• [Required work]:
Every line below needs to be returned exactly as written.

(Stored items from a collection)
PR #401, opened 2024-03-28
text editor updates

jrmoulton:
I've moved the styling of EditorStyle from TextEditor style to EditorView Style. This makes it so that the editor view can be used without needing another parent wrapper. 

I've added triggers to Editor that are triggered when the editor view is focused/loses focus. 

I swapped out the CaretColor prop to follow the floem default CursorColor prop. 

I added a text_editor_keys function that lets you build a text editor with custom key handling. 

On TextEditor I removed a lot of the unnecessary wrappers that were used to build the child view. It's now much simpler. As part of that I inlined the clipping logic into TextEditor. 

I also added a min size to TextEditor. It is much smaller than anyone would actually want (I think) but it doesn't constrain whoever is using it and it now at least will always appear on the screen at least a bit.

### DIFF
--- a/examples/editor/src/main.rs
+++ b/examples/editor/src/main.rs
@@ -1,12 +1,13 @@
 use floem::{
     keyboard::{Key, ModifiersState, NamedKey},
+    peniko::Color,
     reactive::RwSignal,
     view::View,
     views::{
         editor::{
             command::{Command, CommandExecuted},
             core::{command::EditCommand, editor::EditType, selection::Selection},
-            text::{default_dark_color, SimpleStyling},
+            text::{default_dark_color, RenderWhitespace, SimpleStyling},
         },
         stack, text_editor, Decorators,
     },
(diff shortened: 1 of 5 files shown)


jrmoulton:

• [Result for this exercise]:
PR #401, opened 2024-03-28
text editor updates

jrmoulton:
I've moved the styling of EditorStyle from TextEditor style to EditorView Style. This makes it so that the editor view can be used without needing another parent wrapper. 

I've added triggers to Editor that are triggered when the editor view is focused/loses focus. 

I swapped out the CaretColor prop to follow the floem default CursorColor prop. 

I added a text_editor_keys function that lets you build a text editor with custom key handling. 

On TextEditor I removed a lot of the unnecessary wrappers that were used to build the child view. It's now much simpler. As part of that I inlined the clipping logic into TextEditor. 

I also added a min size to TextEditor. It is much smaller than anyone would actually want (I think) but it doesn't constrain whoever is using it and it now at least will always appear on the screen at least a bit.

### DIFF
--- a/examples/editor/src/main.rs
+++ b/examples/editor/src/main.rs
@@ -1,12 +1,13 @@
 use floem::{
     keyboard::{Key, ModifiersState, NamedKey},
+    peniko::Color,
     reactive::RwSignal,
     view::View,
     views::{
         editor::{
             command::{Command, CommandExecuted},
             core::{command::EditCommand, editor::EditType, selection::Selection},
-            text::{default_dark_color, SimpleStyling},
+            text::{default_dark_color, RenderWhitespace, SimpleStyling},
         },
         stack, text_editor, Decorators,
     },
(diff shortened: 1 of 5 files shown)


jrmoulton:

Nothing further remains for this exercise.